To address this, a simple but promising malignancy index was proposed to discriminate benign from malignant in prostate tissue and blood samples. The malignancy index was calculated by dividing the product of the concentrations of three popular markers (PSA, PAI-1 and uPA), by patient age. Why age? Our studies have shown that the marker values/concentrations increase with age.
On average, and regardless of age, we found that the malignancy indices in prostate resection tissue, biopsy tissue, and blood samples from prostate cancer (PCa) patients were ~39-, ~19-, and ~9-fold higher than those obtained from individuals with benign prostatic hyperplasia (BPH) or healthy volunteers, respectively. However, it is worth noting that three independent cohorts were used in the resection tissue, biopsy, and blood studies. Ideally, one would have liked paired tissue-and-blood samples from the same patients!
In this final phase, we tested the robustness of our malignancy index in a validation study using fresh blood samples from patients diagnosed with prostate cancer, benign prostatic hyperplasia, and healthy volunteers. The results confirmed earlier findings that the malignancy index does indeed discriminate prostate cancer from non-prostate cancer.

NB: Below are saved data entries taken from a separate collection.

PR #1010, opened 2023-10-25
Remove xsane from c10s

zdohnal:
Do not ship xsane until it is ported to GTK3.


yselkowitz:
https://github.com/minimization/content-resolver-input/blob/main/configs/sst_cs_infra_services-scanning-stack.yaml needs to be split, dropping xsane from the eln version.

zdohnal:
Thank you for the review! I've incorporated the feedback - does it look good now?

The index significantly separated the PCa group from the Control group with values of 0.0701 (n=54), and 0.0007 (n=47), respectively, a factor of 100. The malignancy index value of the small BPH cohort was well placed at 0.0016 (n=20), a factor of 44.

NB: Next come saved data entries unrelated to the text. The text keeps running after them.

PR #1012, opened 2023-10-29
sst_cs_plumbers-editors: emacs-nox -> emacs-nw

Conan-Kudo:
The emacs-nox package was renamed to emacs-nw, presumably to match the actual name of the option and to drop the tight association with X11 when this also applies to non-X11 windowing environments (such as Wayland).


bstinsonmhk:
@lnykryn any thoughts about this?

jacekmigacz:
(on @lnykryn request and as emacs maintainer for RHEL)
Since c10s and rawhide emacs has already %package nw is looks perfectly fine to me.

PR #1014, opened 2023-10-31
Mark motif as an unwanted package

nielsdg:
Motif has been deprecated in RHEL 9 (see [1] and [2]) and technically even already in the RHEL 8 lifecycle (see [3]), and we're now removing this in RHEL 10.

See also Red Hat internal tracking ticket
https://issues.redhat.com/browse/GPU-621

[1]: https://access.redhat.com/solutions/6113101
[2]: https://access.redhat.com/documentation/en-us/red_hat_enterprise_linux/9/html/9.0_release_notes/deprecated_functionality#JIRA-RHELPLAN-98983
[3]: https://access.redhat.com/documentation/en-us/red_hat_enterprise_linux/8/html/8.5_release_notes/deprecated_functionality#JIRA-RHELPLAN-98983

### DIFF
--- a/configs/sst_gpu-X11-enviroment-c9s.yaml
+++ b/configs/sst_gpu-X11-enviroment-c9s.yaml
@@ -12,5 +12,4 @@ data:
     - xrestop
 
   labels:
-    - eln
     - c9s
--- a/configs/sst_gpu-X11-enviroment-eln.yaml
+++ b/configs/sst_gpu-X11-enviroment-eln.yaml
@@ -1,0 +1,14 @@
+document: feedback-pipeline-workload
+version: 1
+data:
+  name: Traditional X11 environment
+  description: Libraries and sample applications historically provided with an X11 installation
+  maintainer: sst_gpu
+
+  packages:
+    - libXaw
+    - mesa-libGLU
+    - xrestop
+
+  labels:
+    - eln
--- a/configs/sst_gpu-unwanted-c9s.yaml
+++ b/configs/sst_gpu-unwanted-c9s.yaml
@@ -1,0 +1,48 @@
+document: feedback-pipeline-unwanted
+version: 1
+data:
+  name: GPU - Blocked packages
+  description: GPU - Packages which should not be in RHEL 9
+  maintainer: sst_gpu
+  unwanted_packages:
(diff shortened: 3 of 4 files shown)


yselkowitz:
motif is currently being pulled into ELN only by mesa-libGLw in https://github.com/minimization/content-resolver-input/blob/main/configs/sst_gpu-X11-enviroment.yaml .  That config will need to be split, removing mesa-libGLw from the eln config.

nielsdg:
Yep, that's correct. We've been discussing this internally, and are probalby going to remove mesa-libGLw entirely. I wasn't sure if it made sense to do that in a separate PR though

yselkowitz:
Please include it here, because it doesn't make sense to mark motif as unwanted while mesa-libGLw is still listed as wanted.

nielsdg:
Makes sense, did that in a followup commit which I just added.

configs/sst_gpu-X11-enviroment.yaml
```diff
@@ -7,7 +7,6 @@ data:
 
   packages:
     - libXaw
-    - mesa-libGLw
```
yselkowitz, line 10: This config is for both c9s and eln, and we can only remove this from ELN at this point.  Therefore, as previously mentioned, this config will need to be split; iow separate files for c9s and eln, with this package listed only in the c9s config.

yselkowitz (changes requested):

configs/sst_gpu-X11-enviroment.yaml
nielsdg: ah, sorry about that. Should be fixed now!

configs/sst_gpu-unwanted.yaml
```diff
@@ -31,6 +31,8 @@ data:
   - imake
   # Only used by optional plugin of hwloc, removed for RHEL.
   - libXNVCtrl
+  # Deprecated since RHEL 9 (technically even 8.4), removed in RHEL 10
+  - motif
```
bstinsonmhk, line 35: Since motif is still in RHEL 9 (even though it's deprecated), you'll want to split the unwanted config too

nielsdg: oh, good catch, I hadn't thought of that! Should be fixed now :-)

When the earlier study and the validation study data were pooled, the index again significantly separated the PCa group from the Control group with values of 0.0624 (n=125), and 0.0042 (n=110), respectively, a factor of 15. However, the same could not be said of the BPH data since the sample size was well below par (n=20).
We contend that the malignancy index has potential and value, at this preliminary stage, as a prostate cancer biomarker.
Value of the project in the struggle against cancer
The development of a cancer biomarker requires extensive validation and comparison with other applicable (in this case, prostate) biomarkers in a clinical setting. There are currently several PSA derivative assays to improve the utility of PSA.
We proposed a novel malignancy index ** which is seen to be effective in tissue and peripheral blood, to differentiate prostate cancer from non-prostate cancer. Said index came about as a result of the inconsistent data gathered whilst assaying two breast cancer markers, uPA and PAI-1, in prostate tissue and blood samples.
** The malignancy indices in transurethral resection tissue (TURP), biopsy tissue and blood from prostate cancer patients were, respectively, ~39, ~19, and ~9-fold higher than those obtained from individuals with benign prostatic hyperplasia (BPH), and healthy volunteers.
We should like to view this study as a small step in the continuum of prostate cancer patient care.